WORK INSTRUCTIONS
Which lines of the data contain the string "schalkneethling"? Copy every one.

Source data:
PR #351, opened 2017-11-23
Added an example for "position"

wbamberg:
Here's an updated example for position.

There are a couple of things to say about this.

* I have the position properties `top` and `left` on a single line. I'm not terribly proud of this, but it means we can fit 4 examples in. I think it's acceptable here, because (1) the main property (`position`) is still on its own line, (2) the two properties are closely related, and (3) the two properties are short and have very simple syntax, so it's still quite readable.

* I've omitted `fixed`, partly because I could only fit 4 choices, but mostly because it doesn't work very well in this environment.

* it will break if the output window gets too narrow, but I think it works at the min-width for side-by-side display, so I'm hoping that would be OK.


wbamberg:
One thing I was wondering: would it be good to number the boxes? I kind of like the minimal style, but it might be useful.

live-examples/css-examples/css/position.css
```diff
@@ -1,75 +1,34 @@
...
+    top: 0;
+    left: 100px;
+    background-color: transparent;
+    border: 3px dotted red;
 }
 
-.sticky-example dd + dd {
-    border-top: 1px solid #ccc;
+#example-element-container p:first-of-type {
+  margin-top: 80px;
```
schalkneethling: Nit: 4 spaces

schalkneethling:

SOLUTION TO THIS TASK
schalkneethling: Nit: 4 spaces
schalkneethling:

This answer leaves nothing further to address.